Drenaje Linfático, todo lo que debes saber

¿Qué es el drenaje linfático?

En pocas palabras podemos decir que es un masaje que actúa sobre los vasos linfáticos con el objetivo de ayudar a reabsorber el líquido linfático. Es una técnica de masoterapia que consiste en aplicar masajes sobre diferentes zonas del cuerpo y activar y mejorar la circulación de la linfa, ayudando con ello a eliminar edemas y otras posibles alteraciones derivadas de una mala circulación.

¿Cómo se realiza un drenaje linfático?

La presión de estos masajes debe ser suave y repetitiva, ayudando a arrastrar los líquidos retenidos hacia los ganglios linfáticos. Este masaje debe tener un efecto placentero y relajante, evitando el dolor. Las manos deben hacer un movimiento lento y constante siguiendo, en la medida de lo posible, la dirección de los conductos linfáticos. Es un masaje tranquilo y duradero.

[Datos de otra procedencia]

PR #3793, opened 2023-01-24
OBPIH-5333 Fix wrapping zone name for stock transfer/replenishment

kchelstowski:


grails-app/views/inventoryItem/_showStockHistory.gsp
```diff
@@ -456,10 +456,12 @@
                                     <g:if test="${stockHistoryEntry?.isInternal}">
                                         <span>&nbsp;&rsaquo;&nbsp;</span>
                                         <g:if test="${stockHistoryEntry?.destinationBinLocation}">
-                                            <span>
+                                            <span class="line-base" title="${stockHistoryEntry?.destinationBinLocation?.zone}">
```
awalkowiak, line 459: Should the title have `?.name`? or `zone` is expected here?

kchelstowski: Yeah, by mistake I copied it from the `if` below that doesn't have the `.name`. I added it, but anyway this tooltip was working fine without `.name`, so I assume if you don't provide any property of the class and you just call the class (`zone`), it takes `name` by default.

awalkowiak: It worked because of ```String toString() { return this.name }``` which is in the `Location`

awalkowiak (approved):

¿Qué beneficios tiene el drenaje linfático?

Son muchos los beneficios que tiene este tipo de masaje, desde el servicio de oncología lo están incluyendo en sus tratamientos de edemas post-operatorios. Podemos destacar:

  • Reactivación de la circulación linfática
  • Ayuda a reabsorver líquidos
  • Mejoras estéticas en el aspecto de la piel
  • Combate el acné y la celulitis
  • Reducción de la inflamación de retención de líquidos
  • Ayuda como analgésico a enfermedades como la fibromialgia (sedante)
  • Estimula la función renal
  • Mejora la circulación sanguínea
  • Puede ayudar en momentos de estrés y ansiedad
  • Combate a patologías como las migrañas y los vértigos
  • Mejora las defensas del organismo
  • Ayuda a regenerar tejidos tras operaciones

¿Tiene alguna contraindicación?

Como cualquier tratamiento, puede que a ciertas patologías o enfermedades no le venga bien realizarse un masaje de drenaje linfático, como por ejemplo si sufres hipotensión, trombosis o flebitis deberás evitar este tipo de masajes.

Si aún no te has convencido, recuerda que el sistema linfático es importantísimo para nuestro organismo, ya que hace una doble función de depuración y protección imprescindible para las funciones básicas del sistema circulatorio.